• [YOUR TASK]
Below are the records; count how many of their lines hold the string "removing" and give the number alone.

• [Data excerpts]
━━━━━━━━━━

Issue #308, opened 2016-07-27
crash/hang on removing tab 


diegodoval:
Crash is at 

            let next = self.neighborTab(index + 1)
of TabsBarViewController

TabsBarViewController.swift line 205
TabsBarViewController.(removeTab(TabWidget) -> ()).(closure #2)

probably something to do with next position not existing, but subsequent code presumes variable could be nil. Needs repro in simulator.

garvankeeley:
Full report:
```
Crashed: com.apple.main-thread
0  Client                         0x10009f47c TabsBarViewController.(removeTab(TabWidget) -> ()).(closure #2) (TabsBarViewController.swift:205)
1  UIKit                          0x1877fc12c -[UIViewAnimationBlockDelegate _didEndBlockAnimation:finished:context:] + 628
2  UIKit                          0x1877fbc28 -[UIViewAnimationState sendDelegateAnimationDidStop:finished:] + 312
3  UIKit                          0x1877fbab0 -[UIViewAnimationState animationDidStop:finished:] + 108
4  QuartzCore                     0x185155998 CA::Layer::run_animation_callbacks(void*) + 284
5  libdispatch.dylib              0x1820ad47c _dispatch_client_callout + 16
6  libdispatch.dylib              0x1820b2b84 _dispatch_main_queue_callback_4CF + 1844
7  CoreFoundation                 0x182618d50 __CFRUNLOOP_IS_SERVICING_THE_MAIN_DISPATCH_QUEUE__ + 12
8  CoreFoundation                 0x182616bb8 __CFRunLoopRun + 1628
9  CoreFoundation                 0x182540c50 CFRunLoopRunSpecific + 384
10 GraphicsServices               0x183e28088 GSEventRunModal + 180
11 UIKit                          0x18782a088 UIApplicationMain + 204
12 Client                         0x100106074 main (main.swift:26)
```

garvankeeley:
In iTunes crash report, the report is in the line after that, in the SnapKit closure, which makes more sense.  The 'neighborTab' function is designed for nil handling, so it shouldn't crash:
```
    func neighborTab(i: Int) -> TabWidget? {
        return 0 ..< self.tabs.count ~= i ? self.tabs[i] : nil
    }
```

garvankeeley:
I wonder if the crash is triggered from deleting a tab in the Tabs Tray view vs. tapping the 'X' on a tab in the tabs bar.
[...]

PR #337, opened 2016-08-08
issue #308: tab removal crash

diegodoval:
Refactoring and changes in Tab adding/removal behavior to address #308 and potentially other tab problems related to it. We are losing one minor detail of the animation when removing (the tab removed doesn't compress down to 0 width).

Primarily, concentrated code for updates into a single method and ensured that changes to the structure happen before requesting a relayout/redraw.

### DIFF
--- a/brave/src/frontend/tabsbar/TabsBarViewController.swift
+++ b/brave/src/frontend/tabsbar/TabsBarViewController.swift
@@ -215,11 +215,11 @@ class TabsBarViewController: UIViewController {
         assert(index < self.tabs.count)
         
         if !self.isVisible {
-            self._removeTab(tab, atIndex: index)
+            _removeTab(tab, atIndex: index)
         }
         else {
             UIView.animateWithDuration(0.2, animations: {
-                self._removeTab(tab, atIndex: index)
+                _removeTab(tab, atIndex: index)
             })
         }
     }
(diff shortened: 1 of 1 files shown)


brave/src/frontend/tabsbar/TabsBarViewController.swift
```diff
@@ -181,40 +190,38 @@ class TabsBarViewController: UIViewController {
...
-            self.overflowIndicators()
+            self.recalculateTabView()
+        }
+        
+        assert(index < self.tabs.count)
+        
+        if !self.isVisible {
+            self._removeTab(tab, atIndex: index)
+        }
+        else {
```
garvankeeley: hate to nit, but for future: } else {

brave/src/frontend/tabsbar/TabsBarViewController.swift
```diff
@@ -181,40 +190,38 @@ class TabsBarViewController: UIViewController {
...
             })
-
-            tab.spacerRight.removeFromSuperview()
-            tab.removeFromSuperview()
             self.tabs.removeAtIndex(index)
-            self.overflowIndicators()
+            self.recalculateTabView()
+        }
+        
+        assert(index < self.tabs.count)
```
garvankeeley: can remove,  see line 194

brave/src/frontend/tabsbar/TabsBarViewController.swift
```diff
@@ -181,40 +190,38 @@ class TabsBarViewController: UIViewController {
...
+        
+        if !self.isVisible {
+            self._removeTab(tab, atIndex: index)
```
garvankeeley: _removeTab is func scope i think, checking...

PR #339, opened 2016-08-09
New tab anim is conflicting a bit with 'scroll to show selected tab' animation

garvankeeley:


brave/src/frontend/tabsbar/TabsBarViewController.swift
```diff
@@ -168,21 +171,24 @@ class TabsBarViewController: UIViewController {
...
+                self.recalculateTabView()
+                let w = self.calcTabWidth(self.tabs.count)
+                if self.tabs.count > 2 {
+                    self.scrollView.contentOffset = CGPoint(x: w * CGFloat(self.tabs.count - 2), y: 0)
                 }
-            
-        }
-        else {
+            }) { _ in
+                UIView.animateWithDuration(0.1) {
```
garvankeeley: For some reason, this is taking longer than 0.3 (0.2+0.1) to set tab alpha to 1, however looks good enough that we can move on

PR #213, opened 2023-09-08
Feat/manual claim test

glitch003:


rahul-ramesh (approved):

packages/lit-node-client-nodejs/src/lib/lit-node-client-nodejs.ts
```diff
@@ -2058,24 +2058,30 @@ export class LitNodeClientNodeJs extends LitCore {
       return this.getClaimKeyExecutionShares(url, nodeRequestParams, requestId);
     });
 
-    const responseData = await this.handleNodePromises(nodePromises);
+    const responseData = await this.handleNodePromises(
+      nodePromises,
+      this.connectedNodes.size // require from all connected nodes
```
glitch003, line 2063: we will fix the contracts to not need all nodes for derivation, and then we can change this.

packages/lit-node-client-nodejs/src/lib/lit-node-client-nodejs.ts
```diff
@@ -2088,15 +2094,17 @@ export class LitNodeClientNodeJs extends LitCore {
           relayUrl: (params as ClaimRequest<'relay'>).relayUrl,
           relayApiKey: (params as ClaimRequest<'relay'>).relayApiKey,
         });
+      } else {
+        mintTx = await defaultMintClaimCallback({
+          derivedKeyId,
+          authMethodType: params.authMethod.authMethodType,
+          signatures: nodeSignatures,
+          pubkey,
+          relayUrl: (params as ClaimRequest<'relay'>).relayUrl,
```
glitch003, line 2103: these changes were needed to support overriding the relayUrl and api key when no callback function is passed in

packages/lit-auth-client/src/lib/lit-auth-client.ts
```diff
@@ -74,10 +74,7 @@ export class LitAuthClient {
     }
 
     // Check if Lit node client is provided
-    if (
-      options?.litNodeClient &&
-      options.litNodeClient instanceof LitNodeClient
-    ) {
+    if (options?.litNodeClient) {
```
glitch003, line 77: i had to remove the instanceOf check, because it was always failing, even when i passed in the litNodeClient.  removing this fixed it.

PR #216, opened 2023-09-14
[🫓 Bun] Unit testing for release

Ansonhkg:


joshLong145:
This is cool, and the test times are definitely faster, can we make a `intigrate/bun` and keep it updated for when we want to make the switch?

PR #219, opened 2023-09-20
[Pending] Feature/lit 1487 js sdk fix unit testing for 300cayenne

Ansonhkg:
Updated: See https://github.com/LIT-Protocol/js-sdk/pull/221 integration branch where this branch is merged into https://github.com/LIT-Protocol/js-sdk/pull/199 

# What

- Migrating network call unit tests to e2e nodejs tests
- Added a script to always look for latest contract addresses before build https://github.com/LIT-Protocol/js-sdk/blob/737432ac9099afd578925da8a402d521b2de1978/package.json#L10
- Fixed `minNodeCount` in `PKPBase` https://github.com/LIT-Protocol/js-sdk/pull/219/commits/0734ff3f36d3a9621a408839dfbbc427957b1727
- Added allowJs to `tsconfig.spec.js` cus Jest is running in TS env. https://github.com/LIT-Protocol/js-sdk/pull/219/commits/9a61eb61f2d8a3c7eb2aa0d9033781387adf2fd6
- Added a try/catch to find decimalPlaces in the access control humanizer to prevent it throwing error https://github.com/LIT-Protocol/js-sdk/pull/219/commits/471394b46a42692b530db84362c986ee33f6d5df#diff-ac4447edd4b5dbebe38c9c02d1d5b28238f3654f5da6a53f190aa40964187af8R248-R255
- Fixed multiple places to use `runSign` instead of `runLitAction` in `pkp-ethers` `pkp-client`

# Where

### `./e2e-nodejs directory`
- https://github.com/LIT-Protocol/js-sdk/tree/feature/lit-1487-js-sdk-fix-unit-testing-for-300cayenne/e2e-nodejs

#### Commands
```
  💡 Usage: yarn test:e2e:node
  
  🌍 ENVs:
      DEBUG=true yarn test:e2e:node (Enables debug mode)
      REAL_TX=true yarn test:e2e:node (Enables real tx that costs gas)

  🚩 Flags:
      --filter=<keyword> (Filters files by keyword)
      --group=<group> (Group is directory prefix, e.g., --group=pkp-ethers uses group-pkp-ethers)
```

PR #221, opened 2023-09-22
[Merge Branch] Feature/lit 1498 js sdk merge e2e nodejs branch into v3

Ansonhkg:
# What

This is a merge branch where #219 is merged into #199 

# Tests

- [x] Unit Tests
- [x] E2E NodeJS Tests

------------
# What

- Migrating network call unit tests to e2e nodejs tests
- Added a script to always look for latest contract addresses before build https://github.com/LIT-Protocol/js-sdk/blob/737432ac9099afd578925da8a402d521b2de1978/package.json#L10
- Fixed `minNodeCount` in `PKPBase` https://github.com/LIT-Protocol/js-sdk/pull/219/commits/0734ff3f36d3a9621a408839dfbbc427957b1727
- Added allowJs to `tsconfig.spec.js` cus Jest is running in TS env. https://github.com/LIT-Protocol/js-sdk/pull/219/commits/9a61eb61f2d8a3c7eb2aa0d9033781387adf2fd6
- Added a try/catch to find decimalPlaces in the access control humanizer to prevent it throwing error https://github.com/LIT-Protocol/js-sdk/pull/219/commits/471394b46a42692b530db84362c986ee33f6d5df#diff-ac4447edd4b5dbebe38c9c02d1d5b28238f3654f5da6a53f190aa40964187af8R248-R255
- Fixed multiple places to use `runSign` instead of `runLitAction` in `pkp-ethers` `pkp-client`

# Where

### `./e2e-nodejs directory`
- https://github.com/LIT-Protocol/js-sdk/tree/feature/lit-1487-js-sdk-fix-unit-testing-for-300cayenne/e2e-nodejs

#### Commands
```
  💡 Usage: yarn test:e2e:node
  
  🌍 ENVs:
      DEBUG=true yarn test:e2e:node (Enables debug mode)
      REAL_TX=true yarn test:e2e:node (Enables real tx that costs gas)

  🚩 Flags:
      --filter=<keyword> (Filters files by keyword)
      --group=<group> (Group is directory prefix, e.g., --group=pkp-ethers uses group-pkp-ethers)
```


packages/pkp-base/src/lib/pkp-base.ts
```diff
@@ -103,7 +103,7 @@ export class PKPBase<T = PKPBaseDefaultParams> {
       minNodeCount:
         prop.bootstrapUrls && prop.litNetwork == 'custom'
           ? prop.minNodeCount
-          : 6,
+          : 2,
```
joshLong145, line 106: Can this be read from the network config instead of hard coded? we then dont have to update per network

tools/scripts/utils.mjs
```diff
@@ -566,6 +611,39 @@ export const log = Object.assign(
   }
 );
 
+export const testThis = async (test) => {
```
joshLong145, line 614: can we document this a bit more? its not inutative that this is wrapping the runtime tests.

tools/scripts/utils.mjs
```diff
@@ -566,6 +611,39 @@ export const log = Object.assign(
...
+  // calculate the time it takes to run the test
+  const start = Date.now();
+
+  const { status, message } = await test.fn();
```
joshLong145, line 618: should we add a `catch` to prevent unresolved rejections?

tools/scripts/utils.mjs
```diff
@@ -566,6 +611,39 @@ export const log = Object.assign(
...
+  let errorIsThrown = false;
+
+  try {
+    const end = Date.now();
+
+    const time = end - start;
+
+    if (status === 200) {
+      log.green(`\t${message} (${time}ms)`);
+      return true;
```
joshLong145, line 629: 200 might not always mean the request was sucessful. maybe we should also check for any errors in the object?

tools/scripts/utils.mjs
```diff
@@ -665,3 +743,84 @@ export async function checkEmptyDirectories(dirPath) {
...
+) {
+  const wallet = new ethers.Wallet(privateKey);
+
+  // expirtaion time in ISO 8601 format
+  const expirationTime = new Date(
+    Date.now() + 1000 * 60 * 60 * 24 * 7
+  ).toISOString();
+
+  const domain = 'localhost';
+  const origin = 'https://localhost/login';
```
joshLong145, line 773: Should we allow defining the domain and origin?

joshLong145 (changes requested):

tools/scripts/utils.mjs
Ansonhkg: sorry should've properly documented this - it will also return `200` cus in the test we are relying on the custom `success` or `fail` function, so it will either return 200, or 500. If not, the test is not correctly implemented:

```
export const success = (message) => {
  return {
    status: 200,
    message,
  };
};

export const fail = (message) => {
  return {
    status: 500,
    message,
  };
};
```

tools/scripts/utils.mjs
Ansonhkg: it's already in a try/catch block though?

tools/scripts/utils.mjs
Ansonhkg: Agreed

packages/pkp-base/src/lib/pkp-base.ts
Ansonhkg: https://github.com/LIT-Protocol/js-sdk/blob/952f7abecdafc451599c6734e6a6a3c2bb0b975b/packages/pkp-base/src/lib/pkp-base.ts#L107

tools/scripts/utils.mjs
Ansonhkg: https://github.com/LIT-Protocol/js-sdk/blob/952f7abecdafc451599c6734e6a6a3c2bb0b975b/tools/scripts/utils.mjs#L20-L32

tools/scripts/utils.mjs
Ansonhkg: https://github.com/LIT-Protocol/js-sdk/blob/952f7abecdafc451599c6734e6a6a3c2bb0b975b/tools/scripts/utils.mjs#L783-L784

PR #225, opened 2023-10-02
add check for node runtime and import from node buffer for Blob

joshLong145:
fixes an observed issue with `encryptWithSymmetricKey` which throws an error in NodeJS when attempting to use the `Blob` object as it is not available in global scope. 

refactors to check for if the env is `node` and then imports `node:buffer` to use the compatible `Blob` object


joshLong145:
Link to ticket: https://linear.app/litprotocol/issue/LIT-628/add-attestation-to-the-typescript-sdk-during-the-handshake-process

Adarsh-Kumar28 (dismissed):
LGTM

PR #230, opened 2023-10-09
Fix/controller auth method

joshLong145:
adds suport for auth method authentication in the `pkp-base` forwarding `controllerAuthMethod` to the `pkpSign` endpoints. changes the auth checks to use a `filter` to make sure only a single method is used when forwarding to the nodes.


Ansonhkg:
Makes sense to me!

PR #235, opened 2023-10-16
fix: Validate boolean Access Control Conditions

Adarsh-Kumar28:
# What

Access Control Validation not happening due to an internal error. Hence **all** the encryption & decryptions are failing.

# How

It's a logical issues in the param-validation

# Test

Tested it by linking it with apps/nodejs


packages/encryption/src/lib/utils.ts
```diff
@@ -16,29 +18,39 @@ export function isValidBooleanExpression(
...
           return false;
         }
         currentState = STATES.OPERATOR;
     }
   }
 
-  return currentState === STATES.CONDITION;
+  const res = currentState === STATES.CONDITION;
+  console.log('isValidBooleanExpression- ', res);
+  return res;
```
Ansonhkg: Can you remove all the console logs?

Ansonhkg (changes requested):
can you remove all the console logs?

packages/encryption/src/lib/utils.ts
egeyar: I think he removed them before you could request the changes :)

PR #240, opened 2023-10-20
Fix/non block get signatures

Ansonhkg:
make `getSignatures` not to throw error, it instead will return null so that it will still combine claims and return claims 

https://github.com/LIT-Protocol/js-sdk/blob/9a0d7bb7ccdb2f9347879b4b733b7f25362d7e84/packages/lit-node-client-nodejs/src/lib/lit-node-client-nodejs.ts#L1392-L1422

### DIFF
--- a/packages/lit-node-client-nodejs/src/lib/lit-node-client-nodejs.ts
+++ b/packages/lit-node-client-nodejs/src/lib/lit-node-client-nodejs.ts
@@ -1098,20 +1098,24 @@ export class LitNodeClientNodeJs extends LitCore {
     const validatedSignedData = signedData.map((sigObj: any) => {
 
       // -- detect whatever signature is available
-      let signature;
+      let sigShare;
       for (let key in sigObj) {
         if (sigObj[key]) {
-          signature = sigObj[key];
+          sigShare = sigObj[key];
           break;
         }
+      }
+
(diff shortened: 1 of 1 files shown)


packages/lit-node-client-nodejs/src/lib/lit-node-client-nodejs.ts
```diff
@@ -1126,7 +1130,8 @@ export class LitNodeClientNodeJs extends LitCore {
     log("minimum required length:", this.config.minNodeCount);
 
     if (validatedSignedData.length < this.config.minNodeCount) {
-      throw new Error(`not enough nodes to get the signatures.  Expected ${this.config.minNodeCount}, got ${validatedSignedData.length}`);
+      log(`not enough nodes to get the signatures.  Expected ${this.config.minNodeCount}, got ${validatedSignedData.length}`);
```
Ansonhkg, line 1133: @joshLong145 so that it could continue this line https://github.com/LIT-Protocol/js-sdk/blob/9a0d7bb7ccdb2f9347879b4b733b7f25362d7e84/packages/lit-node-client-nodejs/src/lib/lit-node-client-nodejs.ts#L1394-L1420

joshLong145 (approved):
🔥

━━━━━━━━━━

• [ANSWER TO THE PROBLEM]
3